AIM OF THE EXERCISE: Take every line from the records below that includes the word "files".

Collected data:
━━━━━━━━
PR #2602, opened 2023-07-28
[WNMGDS-2455] Reimplement hgov accordion story, fix default props for accordionitem

zarahzachz:
WNMGDS-2455

- Refactor AccordionItem to rely on defaultProps for default props - this allows theme overrides to work
- Reimplement Accordion Story for hgov theme so we can display the correct icon overrides in our docs site

### DIFF
--- a/packages/ds-healthcare-gov/src/styles/components/_Accordion.scss
+++ b/packages/ds-healthcare-gov/src/styles/components/_Accordion.scss
@@ -1,10 +1,8 @@
 @use '../layout' as *;
 
-:root {
-  --accordion-icon-color: #0071bb;
-}
-
 .ds-c-accordion {
+  --accordion-icon-color: #0071bb;
+
   .ds-c-accordion__button {
     background-color: var(--accordion__background-color);
     color: var(--accordion-button__color);
@@ -18,6 +16,7 @@
       background-color: transparent;
       color: var(--color-primary-darker);
       text-decoration: underline;
+
       .ds-c-icon--minus-circle__circle,
       .ds-c-icon--plus-circle__circle {
         fill: var(--accordion-icon-color);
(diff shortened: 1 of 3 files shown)


pwolfert (commented):
I see we still have the VRT refs ✅ 

This mostly LGTM, except I noticed that in this version and v6 we've had a bug where the icon disappears on hover. Maybe it's a quick CSS fix?

packages/ds-healthcare-gov/src/styles/components/_Accordion.scss
```diff
@@ -1,10 +1,8 @@
 @use '../layout' as *;
 
-:root {
+.ds-c-accordion {
   --accordion-icon-color: #0071bb;
```
zarahzachz, line 4: browsers didn't recognize this custom prop as having a value. moving it within the accordion class fixed that.

zarahzachz: this has been broken for some time. i don't know if this is the correct fill color hgov wants, but it seems unusual to me that they have a one-off hex for something like this (not seeing this in [available system colors](https://design.cms.gov/foundation/system-color-tokens/?theme=healthcare)).

pwolfert: Weird, yeah, given that this has been broken for a while, I don't see any harm in setting it to `--accordion__background-color` instead when we fix it.

brentschneider: Selected component interactions and links I believe use `--color-primary` the accordion should follow the same convention.  Nice find @zarahzachz 👍🏼

pwolfert (approved):
Nice work!

PR #2603, opened 2023-07-28
[WNMGDS-2286] Add the usabanner component to hgov global header

zarahzachz:
WNMGDS-2286

- Add UsaBanner component to the Header component in the Healthcare theme
    - The banner should push the page's content down
    - The flag within the banner should align with the Healthcare.gov logo in the header
- Add CSS to prevent the header's box-shadow from overlapping the banner

[Testing URL](https://cmsgov.github.io/design-system/branch/WNMGDS-2286/add-usa-banner-to-hgov-header/storybook/?path=/story/healthcare-header--logged-in-controlled-header&globals=theme:core)

## A11y questions for @SparrowSpit 

These are the ones that currently jump out at me, so there's probably more to be looked at.

1. The implementation on CMS.gov (our reference) shows banner and header as siblings, so I'm assuming that's how we should organize our components as well. **Does it make sense to keep them separate, or should the banner live within the global `<header>` tag?**
2. The banner markup was derived from USWDS, where the `<section>` tag is given an `aria-label` and not the `<header>` within. However, [the accessibility guidance](https://designsystem.digital.gov/components/banner/#accessibility) alludes to the label being applied to the `<header>` to differentiate it from any other `<header>` tags on the page. **Should the `aria-label` be moved from the `<section>`, do we need an additional `aria-label` for the nested `<header>`, or is the current implementation OK?**
3. **Does the layout shift (banner pushing all page content down when expanded) pose any issues for those with vestibular disorders?**


pwolfert (approved):
This looks great!

brentschneider:
@zarahzachz overall this is looking really awesome! Loving the responsive alignment too.  
  
I was comparing our 320 mobile version to the [USWDS version of the banner](https://designsystem.digital.gov/components/banner/) and noticed they added the \[x\] close button at the smallest breakpoint \``$media-width-xs` and hid the Here's how you know link, but not at the larger breakpoints.  
  
Should we follow that same pattern?

SparrowSpit (commented):
To your questions
1. I believe I'd keep the usa banner and global <header> separate as you have them now. 
2. They've added the aria-label on the <section> to provide an accessible name to that region. If you were to add that to the <header> instead then it would lose that benefit. And no, I don't think the <header> within the usa banner would benefit from an aria-label for clarification.
4. I don't think it's enough movement to cause issues though I would think a slight transition could help since currently it's slightly jarring of a display (all or none).

zarahzachz:
> First question. The skip link is being covered by the usa banner in the test link. Is this a separate issue and so I should ignore?

not a separate issue - i'll dig in!

zarahzachz:
> I was comparing our 320 mobile version to the [USWDS version of the banner](https://designsystem.digital.gov/components/banner/) and noticed they added the [x] close button at the smallest breakpoint ``$media-width-xs` and hid the Here's how you know link, but not at the larger breakpoints.

@brentschneider yup - this is how USWDS does it too. i think this exists to increase the tap area for mobile devices? the accordion-style opener is kinda small and the X is much larger so a finger can close it easier, but that's a guess and i don't really know why this design decision was made

brentschneider:
> _this is how USWDS does it too_

Here's a screen shot of the USWDS (blue focus) and ours (red focus) highlighting the difference I'm seeing between the two.   
  
I'm advocating to align to USWDSs interactions as close as we can get.

zarahzachz:
@SparrowSpit i updated the demo link with the fix for the skip nav issue.

@brentschneider i updated [the usa banner code](https://cmsgov.github.io/design-system/branch/WNMGDS-2286/add-usa-banner-to-hgov-header/storybook/?path=/story/components-usabanner--default&globals=theme:core) to hide the action text on mobile when the banner is open - this change is only reflected in the usa banner story and **not** the hgov header as hgov is pulling in `"@cmsgov/design-system": "7.0.2"`, which doesn't have these design changes. hgov will get these changes after its released in core.

SparrowSpit:
@zarahzachz skip link issue resolved! Only other issue I experience now is that the icons don't scale as I zoom but I don't know where that fits in to this work.

zarahzachz:
> Only other issue I experience now is that the icons don't scale as I zoom but I don't know where that fits in to this work.

this appears to be a safari-only issue 🤔 i'm going to dig into this, but it's probably an issue with icon zooming overall and i don't think it's specific to this ticket (icons in this work are `1em` and should scale with the font-size declared on the parent)

PR #2604, opened 2023-07-28
[NO-TICKET] Fix passthrough of `getA11yStatusMessage` on dropdowns

pwolfert:
## Summary

Because we have the `getA11yStatusMessage` prop defined, our users expect to be able to define their own function. This prop came from `Autocomplete`, but the way we use it there is slightly different. It would also be reasonable to remove this prop, but that would be a breaking change. The discovery of this missing prop passthrough came from my work on https://github.com/CMSgov/design-system/pull/2599

- Fixes Dropdown's `getA11yStatusMessage` prop not being passed down to Downshift
- Adds prop type definition for `getA11ySelectionMessage` and passes it down to Downshift

## How to test

1. Check out 405fc0704fc49350ce235230d63a66b4d1f5a677
2. Go to the default dropdown story
3. Check the console as you interact with the dropdown

## Checklist


zarahzachz (approved):
this looks good

PR #2610, opened 2023-08-02
[NO-TICKET] Restrict list normalization rules

pwolfert:
## Summary

See the notes in the CSS files changed, but this is mostly about reining back the `ul`/`ol` rules.

- Only apply default list styles to `ul`/`ol` elements that don't have a custom `role` attribute on them
- Update some component styles that either had to undo these default styles or relied on those base styles when they weren't being styled as a list

## Checklist


packages/ds-healthcare-gov/src/styles/components/_Footer.scss
```diff
@@ -15,9 +15,9 @@
   padding: var(--spacer-2);
 
   ul[role='list'] {
+    display: flex;
     flex-flow: row wrap;
-    margin: 0;
-    padding: 0;
+    flex-direction: column;
```
zarahzachz, line 20: you can remove the `flex-flow` rule if you're specifying a column direction (the column undoes the flex-flow)

packages/design-system/src/styles/components/_Dropdown.scss
```diff
@@ -72,7 +72,8 @@
 
 .ds-c-dropdown__menu {
   @include mixins.ds-unstyled-list;
-  gap: 0;
+  display: flex;
```
zarahzachz, line 75: these flex rules don't appear to be doing anything

tests/browser/snapshots/foundations-typography-list--all-lists-cmsgov--Mobile-Chrome.png
zarahzachz, line 1: we have the bare list class applied on the unstyled example, which specifies no padding, however because this example also doesn't have a role applied, it gets the `padding-inline-start: 2em;` rule from the reset (`ul:not([role])`). 

i wonder if specifying `ul:not([class])` or `ul:not([class="ds-u-list--bare"])` would help in this particular example?

tests/browser/snapshots/reset-lists--lists-cmsgov--Mobile-Chrome.png
zarahzachz, line 1: the nested `li` in these examples appear to have wider top margins than before. makes me think they aren't using the `gap` solution.

also, unstyled example doesn't have any gap between `li`. not sure if this is the desired effect.

packages/ds-healthcare-gov/src/styles/components/_Footer.scss
pwolfert: Huh, I wonder why I added that. I thought I had tested and fixed the footer. Removing

pwolfert: It appears that I still need `flex-flow` since I removed the flex direction. Not sure how that works, but removing it broke it

tests/browser/snapshots/reset-lists--lists-cmsgov--Mobile-Chrome.png
pwolfert: Regarding the missing gap between unstyled items, I'm leaving a difference between a `ds-c-list--bare` list and a list that doesn't get the reset styles applied. I don't want to mess with users' custom lists if they haven't opted into using one of our classes (or if it's not a custom list).

Regarding the nested list items, it looks like the `ol:not([role]), ul:not([role])` selector is taking precedence over `li > ul, li > ol`

pwolfert: Fixing the specificity ⏳

pwolfert:
According to the VRT results I got locally, I might need to track down a regression on the healthcare header

zarahzachz (approved):

PR #2617, opened 2023-08-09
[NO-TICKET] Fix the USA banner content width on doc site

pwolfert:
## Summary

Use the new design token to fix the width of the USA banner on the doc site. Its content was getting constrained to the "site max width", but our doc site is full screen.

## How to test

`yarn start`

## Checklist

### DIFF
--- a/packages/docs/src/styles/pages/layout.scss
+++ b/packages/docs/src/styles/pages/layout.scss
@@ -2,6 +2,10 @@ body {
   margin: 0;
 }
 
+:root {
+  --usa-banner__max-width: unset;
+}
+
 .full-height {
   // viewport height minus the USA banner at the top
   height: calc(100vh - 22px);


packages/docs/src/styles/pages/layout.scss
```diff
@@ -2,6 +2,10 @@ body {
   margin: 0;
 }
 
+:root {
```
zarahzachz, line 5: i think you need to include `:root, ::before, ::after, ::backdrop`. tried building this locally and couldn't see this change reflected. adding these additional pseudos helped (but why do we define them on all these different pseudos to begin with?).

i think because you didn't include these, your overwrite was being overwritten by them - if that makes sense

pwolfert: ahh, weird. I didn't think the other pseudos applied to the scenario in which I was using the variable, so I didn't think it would be affected

pwolfert: It works for me 😆 . I'll update it though

pwolfert: Hmm, it doesn't work at all for me now. It must be the order in which stylesheets are loaded.

zarahzachz: i wondered about that as well.

zarahzachz: i'd think our docs site should load after any theme stuff though...

zarahzachz (approved):

PR #2619, opened 2023-08-09
[WNMGDS-2476] icon performance evaluation

zarahzachz:
WNMGDS-2476

Preparing the experiment required commenting out the exports of any component using an icon. This sets the size of /dist in core at 7.9MB.

## Icons as React components

Compared 30 React icon components (+ SvgIcon wrapper component) vs 10 React icon components (+ SvgIcon wrapper component). 

30 icons - 8.4MB
10 icons - 7.9MB

## Icons as SVG Spritesheet

Compared one spritesheet with 30 icons vs another spritesheet with 10 icons.

30 icon spritesheet -
10 icon spritesheet - 

## Icons as CSS

Compared 30 CSS icon classes vs 10 CSS icon classes.

30 CSS classes - 
10 CSS classes - 

## Icons via FontAwesome

TBD


zarahzachz:
Some stuff I forgot to mention!

[On loading data urls](https://css-tricks.com/data-uris/)...
> …when measuring the performance of hundreds of thousands of mobile page views, that loading images using a data URI is on average 6x slower than using a binary source link such as an img tag with an src attribute!

The CSS solution isn't just stuck in CSS-land. Being a CSS var/custom property, it's modifiable by JS. So teams could query a specific icon token within a given framework's component then use that token in, say an image `src` attr (something like `<img src={queriedIcon}`). This could be a great way to apply accessibility (or render them decorative only) with the `alt` attr an image provides.

PR #2630, opened 2023-08-14
[NO-TICKET] add list role to hgov header lists

zarahzachz:
`main` nightly build was failing due to broken VRT for logged out hgov header. I updated the VRT in this branch and merging this should result in a successful `main` build.

**update:**
vrt issues stemmed from reset rollback work and adding `role="list"` to unstyled lists fixed the broken VRT. not sure how that PR got merged with broken VRT but here we are lol


zarahzachz:
your hunch was right. the reset work is what resulted in these changes - there's a margin-top added to the list of links in the logged out header.
Screenshot 2023-08-15 at 9 57 52 AM

i'm noticing another spacing change uncaught by VRT as well. the open menu on the header has a lot more spacing added to it. 
Screenshot 2023-08-15 at 10 01 01 AM
Screenshot 2023-08-15 at 10 01 05 AM

but... i think these are good bugs because we should have the `role="list"` applied and don't, so these visual bugs have alerted us to a11y issued 🎉

pwolfert (approved):
Thanks for fixing this!

PR #2632, opened 2023-08-15
[WNMGDS-2479] Add support for both independent and grouped options at the same time in Dropdowns

pwolfert:
## Summary

WNMGDS-2479

- Adds support for both independent and grouped options at the same time in Dropdowns
- Attempts to improve screen-reader experience for grouped items (unverified). It does not work in VoiceOver, but I have yet to find a solution out there that does. It doesn't read the group names.
- Updates one of the storybook stories to be an example of a grouped dropdown with an independent default option

## How to test

## Checklist


zarahzachz (approved):
lgtm!

SparrowSpit:
- default option is counted as an option. Not sure if anything can be done about this but noting it's a little confusing that you hear "X of 7" when it's really X of 6. I realize that this is because the default is a list item with a role and, again, may not be able to be changed. 
- JAWS & NVDA (with Edge and Chrome) does read the Groups, i.e. “Group A grouping”, when you enter a group navigating with the arrow keys
- JAWS & NVDA, if listbox is open, ESC key has to be pressed twice to close. Not sure if anything can be done about this but just noting. 
- In JAWS there is a lot of verbosity. Maybe it's just a setting I have in my instance of JAWS. [See a screen grab of testing with JAWS to see the repeated options](https://drive.google.com/file/d/1DqrUgvbrtDAi3YSRKzjiNVtQqjHVFGDb/view?usp=sharing). 

Tested with 
- Andi, Axe, WAVE
- VoiceOver+Safari, JAWS & NVDA+Chrome and Edge

I haven't had a chance to test on my phone but hope to at some point.

pwolfert:
Thank you for testing this, @SparrowSpit! Do you know if the double-ESC problem existed [before this branch](https://design.cms.gov/storybook/?path=/docs/components-dropdown--docs&globals=theme:core)? I would like to know if my changes introduced that.

pwolfert:
If the grouping and the JAWS verbosity was better in the old version, I can revert all my markup changes. What I changed was putting grouped items _inside_ a group item, rather than just having a group label be another sibling element of all the other items.

Before (simplified):
```html
<ul role="listbox">
  <li role="group" disabled="true">Fruit</li>
  <li role="option">Apple</li>
  <li role="option">Banana</li>
</ul>
```

After (simplified): 
```html
<ul role="listbox">
  <li role="group" aria-labelledby="group-1">
    <div id="group-1" role="presentation">Fruit</div>
    <ul role="presentational">
      <li role="option">Apple</li>
      <li role="option">Banana</li>
    </ul>
  </li>
</ul>
```

SparrowSpit:
- Apparently the Esc thing was on the previous demo too. Certainly something you could revisit after the patch since it's still very usable.
- I just retested [this older version](https://design.cms.gov/storybook/?path=/story/components-dropdown--option-groups&globals=theme:core) versus this newer version and I'm not sure what we'd gain by reverting. Having the grouping read out is a plus which we weren't getting before. Thoughts?

pwolfert:
I know VoiceOver doesn't read the groups in either version, so I wasn't sure if that's something we gained between versions in other screen readers. Sounds like the answer is that we did gain that functionality, so I'm going to merge as is, and we'll revisit improving it later. Thank you, @SparrowSpit!

PR #2633, opened 2023-08-16
[WNMGDS-2369] Derive all generated ids from a standard `id` prop

pwolfert:
## Summary

WNMGDS-2369

In order to give product teams control over the generated ids, we should standardize all of our components that generate element ids to have at least a single, optional root id prop that can be defined by our users that will stand as the basis for all internal generated ids, instead of relying on our id-generating code, which may not be practically deterministic in all environments (like multi-threaded static-site generators whose content comes from fetched data).

- All components that generate ids now have at least an optional `id` prop
- Components that had props for specific element ids now derive those ids from the `id` prop or generated root id when not provided by prefixing. For example, a generated alert heading would look like `${id}__heading`, where `id` is either the value of the `id` prop or a generated id.
- Unit tests have been updated to use a static id where possible to avoid unintentional snapshot changes, which just become noise in our pull requests

Several smaller PRs will be merged into this one as we address the 25 component changes in chunks.

## How to test

Take a look at the unit tests. Ids can also be added in storybook.

## Checklist


packages/design-system/src/components/Autocomplete/__snapshots__/Autocomplete.test.tsx.snap
```diff
@@ -70,15 +70,15 @@ Array [
   <li
     aria-selected="false"
     class="ds-c-autocomplete__menu-item"
-    id="downshift-3-item-0"
+    id="downshift-4-item-0"
```
zarahzachz, line 73: this is interesting... looks like old id assigning behavior?

zarahzachz (approved):
this looks good aside from one snapshot i had a question on.

packages/design-system/src/components/Autocomplete/__snapshots__/Autocomplete.test.tsx.snap
pwolfert: Oh, hmm, at first I thought these ones were fine because they seemed to be based on the item index, but now I see that the root of it ("downshift-X") changed and is not deterministic.

pwolfert: I'll try to fix this

PR #2638, opened 2023-08-17
[WNMGDS-2473] add color contrast info for all colory things

zarahzachz:
WNMGDS-2473

- create a color contrast text snippet to be reused in several main docs pages
- add reusable text component to the bottom of the following pages:
    - /foundation/theme-colors
    - /foundation/system-color-tokens
    - /utilities/background-color
    - /utilities/text/text-color
- remove inaccurate a11y info from /text-color

### DIFF
--- a/packages/docs/content/utilities/text/text-color.mdx
+++ b/packages/docs/content/utilities/text/text-color.mdx
@@ -2,9 +2,9 @@
 title: Text Color
 ---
━━━━━━━━
YOUR SOLUTION:
(diff shortened: 1 of 3 files shown)
See the notes in the CSS files changed, but this is mostly about reining back the `ul`/`ol` rules.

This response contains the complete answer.